**What is expected:**
Please give the data again exactly, with no line dropped.

[Information given — start]

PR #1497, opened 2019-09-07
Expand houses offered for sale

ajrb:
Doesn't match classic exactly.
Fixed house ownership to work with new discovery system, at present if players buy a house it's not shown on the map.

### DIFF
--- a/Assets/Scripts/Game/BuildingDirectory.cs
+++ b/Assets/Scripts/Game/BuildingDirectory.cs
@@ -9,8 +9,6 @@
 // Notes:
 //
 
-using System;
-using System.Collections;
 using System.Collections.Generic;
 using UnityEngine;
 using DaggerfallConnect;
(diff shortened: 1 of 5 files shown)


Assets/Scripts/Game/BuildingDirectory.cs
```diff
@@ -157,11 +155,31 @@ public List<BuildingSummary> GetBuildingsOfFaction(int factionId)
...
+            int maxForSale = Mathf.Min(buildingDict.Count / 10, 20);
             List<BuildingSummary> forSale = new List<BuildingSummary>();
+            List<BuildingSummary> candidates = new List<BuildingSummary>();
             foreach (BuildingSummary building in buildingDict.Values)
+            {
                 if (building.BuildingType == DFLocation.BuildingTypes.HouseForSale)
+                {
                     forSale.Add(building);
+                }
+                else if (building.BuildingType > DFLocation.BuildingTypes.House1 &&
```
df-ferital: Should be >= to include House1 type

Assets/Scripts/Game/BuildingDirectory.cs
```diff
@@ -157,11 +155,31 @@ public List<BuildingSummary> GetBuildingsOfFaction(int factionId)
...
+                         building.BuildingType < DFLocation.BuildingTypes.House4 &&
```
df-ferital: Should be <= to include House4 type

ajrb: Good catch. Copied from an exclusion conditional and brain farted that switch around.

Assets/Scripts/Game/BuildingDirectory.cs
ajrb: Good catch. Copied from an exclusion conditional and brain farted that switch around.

[Information given — finish]

**Task result:**
PR #1497, opened 2019-09-07
Expand houses offered for sale

ajrb:
Doesn't match classic exactly.
Fixed house ownership to work with new discovery system, at present if players buy a house it's not shown on the map.

### DIFF
--- a/Assets/Scripts/Game/BuildingDirectory.cs
+++ b/Assets/Scripts/Game/BuildingDirectory.cs
@@ -9,8 +9,6 @@
 // Notes:
 //
 
-using System;
-using System.Collections;
 using System.Collections.Generic;
 using UnityEngine;
 using DaggerfallConnect;
(diff shortened: 1 of 5 files shown)


Assets/Scripts/Game/BuildingDirectory.cs
```diff
@@ -157,11 +155,31 @@ public List<BuildingSummary> GetBuildingsOfFaction(int factionId)
...
+            int maxForSale = Mathf.Min(buildingDict.Count / 10, 20);
             List<BuildingSummary> forSale = new List<BuildingSummary>();
+            List<BuildingSummary> candidates = new List<BuildingSummary>();
             foreach (BuildingSummary building in buildingDict.Values)
+            {
                 if (building.BuildingType == DFLocation.BuildingTypes.HouseForSale)
+                {
                     forSale.Add(building);
+                }
+                else if (building.BuildingType > DFLocation.BuildingTypes.House1 &&
```
df-ferital: Should be >= to include House1 type

Assets/Scripts/Game/BuildingDirectory.cs
```diff
@@ -157,11 +155,31 @@ public List<BuildingSummary> GetBuildingsOfFaction(int factionId)
...
+                         building.BuildingType < DFLocation.BuildingTypes.House4 &&
```
df-ferital: Should be <= to include House4 type

ajrb: Good catch. Copied from an exclusion conditional and brain farted that switch around.

Assets/Scripts/Game/BuildingDirectory.cs
ajrb: Good catch. Copied from an exclusion conditional and brain farted that switch around.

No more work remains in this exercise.